Guest post by Leigh Raymond

Putting a price on carbon emissions focuses the political conversation on consumer costs, making carbon pricing policies harder for politicians to promote than regulatory alternatives, such as renewable portfolio standards. So says a widely-held piece of conventional wisdom in climate policy. Yet the history of environmental policymaking is filled with cost-based arguments against regulatory policies, raising questions about the accuracy of this perspective.

In a project supported by Smart Prosperity Institute, my Purdue University colleagues Kayla Young, Kayla Gurganus, and I tested if politicians discuss these two types of policies differently by reviewing local newspaper accounts of a prominent carbon-pricing policy—Ontario’s 2016 carbon cap and trade program—and a prominent regulatory policy featuring a 100 percent renewable energy mandate—Virginia’s 2020 Clean Economy Act. Both policies were sponsored by center-left parties to reduce sub-national greenhouse gas emissions, making them a useful comparison.

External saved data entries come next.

PR #32, opened 2018-07-12
EVA-1265 Store RefSNP information in accessioning service

jmmut:
this is only the writer for RSs. the writer that will be used in the import pipeline has to combine both this and the ss one.

### DIFF
--- a/eva-accession-core/src/main/java/uk/ac/ebi/eva/accession/core/ClusteredVariant.java
+++ b/eva-accession-core/src/main/java/uk/ac/ebi/eva/accession/core/ClusteredVariant.java
@@ -30,35 +30,34 @@ public class ClusteredVariant implements IClusteredVariant {
 
     private long start;
 
-    private String referenceAllele;
-
-    private String alternateAllele;
+    private VariantType type;
 
     private Boolean validated;
 
     private LocalDateTime createdDate;
 
+    public ClusteredVariant(IClusteredVariant variant) {
+        this(variant.getAssemblyAccession(), variant.getTaxonomyAccession(), variant.getContig(), variant.getStart(),
+             variant.getType(), variant.isValidated());
+    }
+
     public ClusteredVariant(String assemblyAccession, int taxonomyAccession, String contig, long start,
-                            String referenceAllele, String alternateAllele, Boolean validated) {
+                            VariantType type, Boolean validated) {
         if (Objects.isNull(assemblyAccession)) {
             throw new IllegalArgumentException("Assembly accession is required");
         }
         if (Objects.isNull(contig)) {
             throw new IllegalArgumentException("Contig is required");
         }
-        if (Objects.isNull(referenceAllele)) {
-            throw new IllegalArgumentException("Reference allele is required");
-        }
-        if (Objects.isNull(alternateAllele)) {
-            throw new IllegalArgumentException("Alternate allele is required");
+        if (Objects.isNull(type)) {
+            throw new IllegalArgumentException("Variant type is required");
         }
 
         this.assemblyAccession = assemblyAccession;
         this.taxonomyAccession = taxonomyAccession;
         this.contig = contig;
         this.start = start;
-        this.referenceAllele = referenceAllele;
-        this.alternateAllele = alternateAllele;
+        this.type = type;
         this.validated = validated;
         this.createdDate = null;
     }
@@ -100,25 +99,16 @@ public class ClusteredVariant implements IClusteredVariant {
     }
 
     @Override
-    public String getReferenceAllele() {
-        return referenceAllele;
+    public VariantType getType() {
+        return type;
     }
 
-    public void setReferenceAllele(String referenceAllele) {
-        this.referenceAllele = referenceAllele;
-    }
-
-    @Override
-    public String getAlternateAllele() {
-        return alternateAllele;
-    }
-
-    public void setAlternateAllele(String alternateAllele) {
-        this.alternateAllele = alternateAllele;
+    public void setType(VariantType type) {
+        this.type = type;
     }
 
     @Override
-    public Boolean getValidated() {
+    public Boolean isValidated() {
         return validated;
     }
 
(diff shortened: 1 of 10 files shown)


eva-accession-import/src/test/java/uk/ac/ebi/eva/accession/dbsnp/io/DbsnpClusteredVariantWriterTest.java
```diff
@@ -0,0 +1,149 @@
...
+public class DbsnpClusteredVariantWriterTest {
+    private static final int TAXONOMY_1 = 3880;
+
+    private static final int TAXONOMY_2 = 3882;
+
+    private static final long EXPECTED_ACCESSION = 10000000000L;
+
+    private static final long EXPECTED_ACCESSION_2 = 10000000001L;
+
+    private static final String CONTIG_1 = "contig_1";
```
andresfsilva: Delete all unused constants

eva-accession-import/src/test/java/uk/ac/ebi/eva/accession/dbsnp/io/DbsnpClusteredVariantWriterTest.java
```diff
@@ -0,0 +1,149 @@
...
+    }
+
+    @Test
+    public void failsOnDuplicateVariant() throws Exception {
+        ClusteredVariant clusteredVariant = new ClusteredVariant("assembly", TAXONOMY_1, "contig", START_1,
+                                                                 VARIANT_TYPE, VALIDATED);
+        DbsnpClusteredVariantEntity variant = new DbsnpClusteredVariantEntity(
+                EXPECTED_ACCESSION, hashingFunction.apply(clusteredVariant), clusteredVariant);
+
+        thrown.expect(RuntimeException.class);
```
andresfsilva: I would prefer using the `expect` in the annotation as `@Test(expected = RuntimeException.class)`. With that we know easily which test cases are expected to throw an exception

eva-accession-core/src/main/java/uk/ac/ebi/eva/accession/core/ISubmittedVariant.java
```diff
@@ -22,8 +22,11 @@
 import java.time.LocalDateTime;
 
 /**
- * Abstract representation of the fields that uniquely identify an accessioned submitted variant. Implemented by the
- * entity serialized into the database {@link SubmittedVariantEntity} and the message/DTO used by the REST API.
+ * Abstract representation of the fields that uniquely identify an accessioned submitted variant.
+ *
+ * Implemented by the basic bean {@link SubmittedVariant}, the entity for EVA accessions
+ * {@link SubmittedVariantEntity}, and the entities for DbSNP accessions (regular imported SSs and SSs without
```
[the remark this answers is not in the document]
jmmut: yeah, maybe "SubSnps with and without coordinates" is even better. I don't know why I thought SSs was clear at all

eva-accession-import/src/test/java/uk/ac/ebi/eva/accession/dbsnp/io/DbsnpClusteredVariantWriterTest.java
jmmut: I won't open this discussion again :) there's more than one statement in the test, so I'll keep it as-is

eva-accession-core/src/test/java/uk/ac/ebi/eva/accession/core/summary/DbsnpClusteredVariantSummaryFunctionTest.java
```diff
@@ -0,0 +1,127 @@
...
+    private DbsnpClusteredVariantSummaryFunction summaryFunction;
+
+    @Before
+    public void setUp() {
+        summaryFunction = new DbsnpClusteredVariantSummaryFunction();
+    }
+
+    @Test
+    public void summaryFunctionMustBeIdempotent() {
+        IClusteredVariant ClusteredVariant1 =
```
cyenyxe: Variable names shouldn't be capitalized. Applies to all the methods in this class.

eva-accession-import/src/main/java/uk/ac/ebi/eva/accession/dbsnp/persistence/DbsnpClusteredVariantEntity.java
```diff
@@ -0,0 +1,141 @@
...
+    private int taxonomyAccession;
+
+    private String contig;
+
+    private long start;
+
+    private VariantType type;
+
+    @Field("validated")
+    private Boolean validated;
```
cyenyxe: Is the annotation really necessary here?

eva-accession-core/src/main/java/uk/ac/ebi/eva/accession/core/ClusteredVariant.java
```diff
@@ -0,0 +1,180 @@
...
+        if (!assemblyAccession.equals(that.assemblyAccession)) {
+            return false;
+        }
+        if (!contig.equals(that.contig)) {
+            return false;
+        }
+        if (type != that.type) {
+            return false;
+        }
+        return validated != null ? validated.equals(that.validated) : that.validated == null;
```
pabarcgar: I think 'validated' should not be one of the attributes identifying the variant, as is not being used in DbsnpClusteredVariantSummaryFunction. Unless we can find two different RSs in the same taxonomy, assembly, position, type... but different validation status, but then, we should think about adding it also to the summary function.

eva-accession-import/src/main/java/uk/ac/ebi/eva/accession/dbsnp/persistence/DbsnpClusteredVariantEntity.java
pabarcgar: Shouldn't we set the 'validated' default (let say false) to null to save space as we did with the SSs?

eva-accession-import/src/main/java/uk/ac/ebi/eva/accession/dbsnp/persistence/DbsnpClusteredVariantEntity.java
```diff
@@ -0,0 +1,141 @@
...
+        if (!assemblyAccession.equals(that.assemblyAccession)) {
+            return false;
+        }
+        if (!contig.equals(that.contig)) {
+            return false;
+        }
+        if (type != that.type) {
+            return false;
+        }
+        return validated != null ? validated.equals(that.validated) : that.validated == null;
```
pabarcgar: Again, validated is not in the summary function and maybe it should not be in the equals and hashCode.

eva-accession-import/src/test/java/uk/ac/ebi/eva/accession/dbsnp/io/DbsnpClusteredVariantWriterTest.java
```diff
@@ -0,0 +1,131 @@
...
+        assertEquals(2, accessions.size());
+        assertEquals(EXPECTED_ACCESSION, (long) accessions.get(0).getAccession());
+        assertEquals(EXPECTED_ACCESSION_2, (long) accessions.get(1).getAccession());
+
+        assertEquals(firstClusteredVariant, accessions.get(0).getModel());
+        assertEquals(secondClusteredVariant, accessions.get(1).getModel());
+    }
+
+    @Test
+    public void failsOnDuplicateVariant() throws Exception {
```
cyenyxe: Maybe also test that the flags don't have any effect in terms of considering a record duplicate?

eva-accession-import/src/main/java/uk/ac/ebi/eva/accession/dbsnp/persistence/DbsnpClusteredVariantEntity.java
jmmut: > we agreed to use equals as just java-wise (for tests about all the fields and such). we have the summary function to work with the (bussiness logic of) identifying fields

If carbon pricing policies do indeed spur more discussion of economic costs, we should see a different pattern in the discourse over Ontario’s policy versus Virginia’s. Our just-published results, however, find the opposite: political discourse about the two policies was remarkably consistent, with supporters and critics of these very different policies making very similar types of arguments, especially about consumer costs.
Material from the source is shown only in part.